Rennie Harris toured with the Fresh Festival 1984, the first national Hip Hop tour in the United States. In addition, he has opened, performed, and worked with artists including Run DMC, Fat Boys, Kurtis Blow, Salt-N-Pepa, LL Cool J, Brandy, Madonna, Boyz II Men, Will Smith, The Roots, and Raekwon The Chef (Wutang Klan), to name a few. Harris is known for bringing social dances to the concert stage and coining the term Street Dance Theater.
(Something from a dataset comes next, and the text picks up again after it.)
PR #1866, opened 2022-02-05
Use LogExpFunctions for losses

ToucheSir:
This package is already in the dep tree through multiple paths (Zygote -> ForwardDiff, StatsBase, etc.), so we might as well make use of it.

He has broken new ground as one of the first hip hop choreographers to set works on ballet- and modern-based companies including Ballet Memphis, Colorado Ballet, Pennsylvania Ballet, PHILADANCO!, Giordano Dance Chicago, Lula Washington Dance Theatre, Cleo Parker Robinson Dance, Dallas Black Dance Theatre, Dayton Contemporary Dance Company, Alvin Ailey American Dance Theater, and others. He is the first street dancer ever to be commissioned to create an evening-length work on Alvin Ailey American Dance Theater and to serve as a resident artist at The Ailey School.  

 

Harris has received three Bessie Awards, five Black Theater Alvin Ailey Awards, the Herb Alpert Award, and was nominated for a Lawrence Olivier Award (UK). Voted one of the most influential people in the last 100 years of Philadelphia’s history (City Paper), he’s been compared to Jean-Michel Basquiat, Alvin Ailey, and Bob Fosse. He has also received the Dance Magazine Award, a Lifetime Achievement Award in choreography from the McCallum Theatre, a Guggenheim Fellowship, a PEW Fellowship, a USA Artist of the Year Fellowship, a Governors Artist of the Year Award, the Doris Duke Artist Award, The Andrew W. Mellon Grant for “Building A Legacy of Street Dance”, the Hermitage Greenfield Award, the Samuel H. Scripps American Dance Festival Award, and a medal in choreography from The Kennedy Center. He is the first street dancer to receive honorary doctorate degrees from Bates College and Columbia College.  

 

Harris served as a cultural ambassador for President Ronald Reagan’s US Embassy Tour in 1986 and was invited to the White House by the Clinton administration in 2001 to participate in the recognition of African American artists making a difference in the world. He has performed for such dignitaries as the Queen of England and the Princess of Monaco. His company, Rennie Harris Puremovement, was chosen as one of four US companies to serve as Hip Hop cultural ambassadors for President Obama's Dance Motion USA and toured to Israel, Jordan, Ramallah, Egypt, Palestine, Japan, China, Gambia, and Kazakstan. Rennie Harris, aka JUNGLE, is atop the Hip Hop heap, its leading ambassador and national treasure.